Miscellaneous Notes: It made a few odd errors along the way. It wasn't able to determine a typical release day for any label and always defaulted to Monday, except in the case of British releases, where it defaulted to Friday. These were the most common release days in the 60s and 70s for these territories, but they were by no means universal, and I specifically tested it with labels that released on other days. It also made some errors where it would give an incorrect date, e.g., It would say June 18th was a Monday in a particular year but it was really a Wednesday.

Conclusion: It's capable of producing reasonable estimates that are relatively close to my own estimates, but are nonetheless almost always off.

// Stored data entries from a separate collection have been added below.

PR #477, opened 2020-07-29
Implement Halfling Luck Racial Feature

### LINKED ISSUE #475: Feature request: Halfling Luck
Having to reroll every time you roll a nat 1 with a halfling _can_ be automated. Roll20 uses the 1d20ro<1 command for practically all d20 rolls, including but not limited to death saves and initiative. I'd love to do this myself but I don't know how to code...

Aeristoka:
Fixes #475

### DIFF
--- a/src/common/roll_renderer.js
+++ b/src/common/roll_renderer.js
@@ -78,20 +78,25 @@ class Beyond20RollRenderer {
         let advantage = request.advantage;
         if (advantage == RollType.QUERY)
             advantage = await this.queryAdvantage(title);
+        
+        let d20_roll = "1d20";
+        // Halfling Luck affects Attack Rolls
+        if (request.character["racial-traits"].includes("Lucky"))
+            d20_roll = d20_roll.replace(/[0-9]*d[0-9]+/g, "$&ro<=1");
 
         if ([RollType.DOUBLE, RollType.ADVANTAGE, RollType.DISADVANTAGE].includes(advantage)) {
-            const roll_1 = this.createRoll("1d20" + modifier, data);
-            const roll_2 = this.createRoll("1d20" + modifier, data);
+            const roll_1 = this.createRoll(d20_roll + modifier, data);
+            const roll_2 = this.createRoll(d20_roll + modifier, data);
 
             return {advantage, rolls: [roll_1, roll_2]};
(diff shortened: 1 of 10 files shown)


src/common/roll_renderer.js
```diff
@@ -78,20 +78,25 @@ class Beyond20RollRenderer {
         let advantage = request.advantage;
         if (advantage == RollType.QUERY)
             advantage = await this.queryAdvantage(title);
+        
+        let d20_roll = "1d20";
+        // Halfling Luck affects Attack Rolls
+        if (request.character["racial-traits"].includes("Lucky"))
+            d20_roll = d20_roll.replace(/[0-9]*d[0-9]+/g, "$&ro<=1");
```
kakaroto, line 85: You've just set it to `"1d20"` so not sure why you need to regexp it, I assume it's a paste from somewhere else ?

src/roll20/content-script.js
```diff
@@ -387,6 +406,8 @@ function rollAttack(request, custom_roll_dice = "") {
         if (request["critical-limit"])
             d20_roll = "1d20cs>" + request["critical-limit"];
         properties["mod"] = request["to-hit"] + format_plus_mod(custom_roll_dice);
+        if (request.character["racial-traits"].includes("Lucky"))
+            d20_roll += "r1";
```
kakaroto, line 410: now you're simply appending instead of using the same regexp again.

src/roll20/content-script.js
```diff
@@ -248,17 +248,21 @@ function rollSkill(request, custom_roll_dice = "") {
             prof_val += "+[[" + request.character.proficiency + " * 2]]";
             reliableTalent = request.reliableTalent;
         }
-        const d20 = reliableTalent ? "{1d20, 0d0 + 10}kh1" : "1d20";
+        const d20_roll = reliableTalent ? "{1d20, 0d0 + 10}kh1" : "1d20";
+        if (request.character["racial-traits"].includes("Lucky"))
+            d20_roll = d20_roll.replace(/1d20+/g, "$&r1");
```
kakaroto, line 253: not using the same regexp as above, but also you added to it `ro<=1` above (in roll renderer) and now you add `r1`.. I assume it's because `r1` is the specific roll20 syntax? the regexp wouldn't need to be different though, and `1d20+` means it would match `1d200000000` so the regexp is wrong

PR #480, opened 2020-08-08
Create bug_report.md

FunnyLamma:
This and a bit more code will build an issue template.


kakaroto:
Thanks for bringing that to me attention.
I finally got to look into this more closely. The "and a bit more code" threw me off, so I had to dig into it. Found that the file wasn't in the correct path (had to be in `.github/ISSUE_TEMPLATES/` and I used github's template generator to take care of it automatically.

If I don't have a credible release date, almost all estimates will be derived from either copyright data, trade publication review dates, or ARSA chart dates. Since the models seem incapable of accessing any of these, they are functionally useless. They're limited to finding dates I can already find more easily without AI, and estimating release dates based on chart data. I'm not familiar with o-3 or how it compares to what I was able to use, but if you think it could succeed where the others failed, let me know and I'll give you a few to try out. I don't want to waste your tokens on a vanity project for an extremely niche application, but I understand you might be interested in how these models work. Also consider that I'm an AI skeptic who would pay for a service like this if it could reliably do what I need it to do. A lot of my skepticism, though, stems from the fact that it seems incapable of accessing information that's trivial for an actual person to access.

Go for it. o3 is far more competent than either of 4o and 4o-mini. It will probably look for better sources, and spend tens of minutes at the task if it deems it necessary.

A helpful analogy is that 4o is a smooth talking undergrad with lots of charisma and some brains. o3 is an autistic grad-student, far more terse, but far more capable in return. It justifies the price of subscription for me.